I figure it’s the faculty living there.

Anyway, I had to return home to take care of critters, spelling our nephew Connor who happily house sat while I was gone. The animals were all excited to see me but kept looking behind me as if expecting someone else. As in, my BMC who is the Pied Piper of this household. Wherever she goes, rest assured a trail of critters is in her wake. By comparison, I am chopped liver. Mealtime increases my popularity, albeit temporarily.

I tumbled out of bed ready to turn on the coffee maker. As I rounded the corner in the sunroom, I stepped into something cold and wet. Ugh. One of the dogs, likely Gatsby, had not been able to hold it.

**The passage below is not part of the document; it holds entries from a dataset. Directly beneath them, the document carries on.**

PR #293, opened 2018-12-04
Add performance wrapper on fortio

srinivashegde86:
This PR moves the fortio wrapper used for load testing in the test-infra repo. All the knative repos starting with serving will start using this to run their load tests.

### DIFF
--- a/performance/performance.go
+++ b/performance/performance.go
@@ -1,9 +1,12 @@
 /*
 Copyright 2018 The Knative Authors
+
 Licensed under the Apache License, Version 2.0 (the "License");
 you may not use this file except in compliance with the License.
 You may obtain a copy of the License at
+
     http://www.apache.org/licenses/LICENSE-2.0
+
 Unless required by applicable law or agreed to in writing, software
 distributed under the License is distributed on an "AS IS" BASIS,
 WITHOUT WARRANTIES OR CONDITIONS OF ANY KIND, either express or implied.
--- a/performance/performance.go
+++ b/performance/performance.go
@@ -26,6 +26,12 @@ import (
 	"fortio.org/fortio/periodic"
 )
 
+const (
+	p50 = 50.0
+	p90 = 90.0
+	p99 = 99.0
+)
+
 // PerfOptions provides knobs to run the perf test
 type PerfOptions struct {
 	Duration       time.Duration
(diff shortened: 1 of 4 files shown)


performance/performance.go
```diff
@@ -0,0 +1,70 @@
+/*
```
adrcunha: mega-nit: please fix the boilerplate spacing, it hurts my eyes. :) :) :)

performance/performance_test.go
```diff
@@ -0,0 +1,69 @@
+/*
```
adrcunha: Ditto.

performance/performance.go
```diff
@@ -0,0 +1,70 @@
...
+	// If the url does not contains a resolvable domain, we need to add the domain as a header
+	if !resolvableDomain {
+		o.AddAndValidateExtraHeader(fmt.Sprintf("Host: %s", p.Domain))
+	}
+
+	return &fhttp.HTTPRunnerOptions{
+		RunnerOptions: periodic.RunnerOptions{
+			Duration:    p.Duration,
+			NumThreads:  p.NumThreads,
+			Percentiles: []float64{50.0, 90.0, 99.0},
```
adrcunha: Since we're here, what about making these constants for better readability?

Non-pet owners might not know this true fact – or they might know it and that is why they don’t have pets. On occasion, especially if you have four critters (two dogs, two cats), somebody is going to have an accident. Either pee or puke are most likely. More egregious offenses are exceedingly rare now. That reality is why the first thing we did upon moving into this home on Three Geese Farm was to rip out all the carpet and put in either ceramic tile or engineered hardwood. Carpet and critters simply do not pair well, sort of like drinking red wine while downing a burger. Everyone knows a burger requires a beer.

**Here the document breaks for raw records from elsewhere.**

PR #310, opened 2018-12-11
Add support to automated "dot" releases in release.sh

adrcunha:
"Dot" releases, enabled by the `--dot-release` flag, are incremental builds on a branch (e.g., v0.2.1, v0.2.2, etc).
The version of the last release published on GitHub is incremented (release branch is automatically detected), unless the release branch has no new commits.
A "dot" release can be restricted to a branch by using the `--branch` flag.
Release notes are copied from the previous "dot" release, unless the `--release-notes` flag is used.

Bonus: Added the flag `--github-token` so the script can be used with service accounts.

Part of https://github.com/knative/serving/issues/2427

### DIFF
--- a/scripts/release.sh
+++ b/scripts/release.sh
@@ -43,7 +43,7 @@ function tag_images_in_yaml() {
 # Parameters: $1 - yaml file to copy.
 function publish_yaml() {
   function verbose_gsutil_cp {
-    local DEST=gs://${RELEASE_GCS_BUCKET}/$2/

After muttering several imprecations, I let the dogs out, cleaned the puddle, and jumped in the shower to rinse off my bare, pee-soaked foot. Next step was to feed the two cats. Tater, our 16-pound blubba nugget, starts meowing for groceries about 5 a.m. I had already thrown a pillow at him to get him to shush for a bit. I pulled out a can of catfood as both he and Olive Kitty milled around at my feet. All I could think of was shutting up the yowling so I could make coffee. I yanked open the lid of the cat food can and promptly sliced open the middle finger of my right hand. More imprecations ensued. Blood spurted everywhere. This was beginning to look like a crime scene.

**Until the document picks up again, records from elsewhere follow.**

PR #312, opened 2018-12-12
 Add --service-account flag to cleanup.sh

adrcunha:
This is required when running the script from Prow jobs, to establish the authentication.

Bonuses:
* used the term "gcr" instead of project to clearly differentiate from the GCP projects parsed from a YAML file
* separated the deletion functions for testing purposes
* assorted code refactoring, documentation, simplification, fixing and nitpicking


chaodaiG:
/lgtm

nice work, good to learn

PR #315, opened 2018-12-12
Add Chao to OWNERS

adrcunha:


OWNERS
```diff
@@ -4,6 +4,7 @@ approvers:
 - adrcunha
 - dushyanthsc
 - ericKlawitter
+- chaodaig
```
srinivashegde86: can you add nikhil as well :)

I managed to stanch the flow long enough to get a Band-Aid on it, which quickly soaked through. I kept changing them and mopping up blood. After four hours, I realized another trip to the emergency room was in my future, since it was Saturday, and my doctor was not at work. Face it, it is always either Saturday, Christmas or some other day the doc is not working when emergencies occur – though a sliced finger is an embarassingly minor emergency to bother medical professionals about.

Those medical professionals were exceedingly kind, as I spent the next three hours in the ER, in which actual care didn’t exceed five minutes. That is the way it goes when genuine emergencies are taking place. The ER doc glued my sliced finger together and advised me to avoid getting it wet for 48 hours. I wore a black disposable glove on my right hand while showering, sort of a reverse Michael Jackson look.

When mealtime arrived, the Saturday basically shot and carefully laid plans abandoned, the cats stared at me once again. Luckily, the cat food can from this morning was still half full, eliminating the risk of further injury. And the dogs have been dutifully taking their business outside. All of them are waiting on my BMC to return, so the world spins rightly on its axis again, as am I.